• [Problem details]: Out of the data below, copy every line with the string "TritonArithToLinalg".

[Stored data entries]
+---+
PR #320, opened 2025-08-12
Adds flag for old transpose behavior on reduction conversion.

red1bluelost:
Preferably Triton Shared should not be doing any transposes for optimizations because we lack the wider analysis to understand if these transformations are going to be helpful or not. That will be a part of future work.

For now, we need the old transpose behavior on the Reduce Conversion where it just transposes rank - 1 reductions to rank - 2. This is added with a flag that is default off.

### DIFF
--- a/include/triton-shared/Conversion/TritonArithToLinalg/Passes.td
+++ b/include/triton-shared/Conversion/TritonArithToLinalg/Passes.td
@@ -16,6 +16,10 @@ def TritonArithToLinalg : Pass<"triton-arith-to-linalg", "mlir::ModuleOp"> {
              "Convert tt.assert to cf.assert">,
       Option<"tensorPtrToLinalg", "tensor-ptr-to-linalg", "bool", /*default*/"false",
              "Convert triton ops on tensor of pointers to linalg.generic">,
+      Option<"transposeReduceToRank0", "transpose-reduce-to-rank0", "bool", /*default*/"true",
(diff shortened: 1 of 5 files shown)


include/triton-shared/Conversion/TritonArithToLinalg/Passes.td
```diff
@@ -16,6 +16,10 @@ def TritonArithToLinalg : Pass<"triton-arith-to-linalg", "mlir::ModuleOp"> {
              "Convert tt.assert to cf.assert">,
       Option<"tensorPtrToLinalg", "tensor-ptr-to-linalg", "bool", /*default*/"false",
              "Convert triton ops on tensor of pointers to linalg.generic">,
+      Option<"transposeReduceToRank0", "transpose-reduce-to-rank0", "bool", /*default*/"true",
+             "Transpose reductions to rank 0 which collapses remaining dimensions. Otherwise "
```
nhat-nguyen, line 20: this is default true but the pr description says default off. should we have it on or off?

red1bluelost: This is `true` as in the new behavior. The old behavior is `false`. Hence old behavior is off by default.

red1bluelost: Changed the description to make it less ambiguous.

nhat-nguyen (approved):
+---+
• [Written response]:
--- a/include/triton-shared/Conversion/TritonArithToLinalg/Passes.td
+++ b/include/triton-shared/Conversion/TritonArithToLinalg/Passes.td
@@ -16,6 +16,10 @@ def TritonArithToLinalg : Pass<"triton-arith-to-linalg", "mlir::ModuleOp"> {
include/triton-shared/Conversion/TritonArithToLinalg/Passes.td
@@ -16,6 +16,10 @@ def TritonArithToLinalg : Pass<"triton-arith-to-linalg", "mlir::ModuleOp"> {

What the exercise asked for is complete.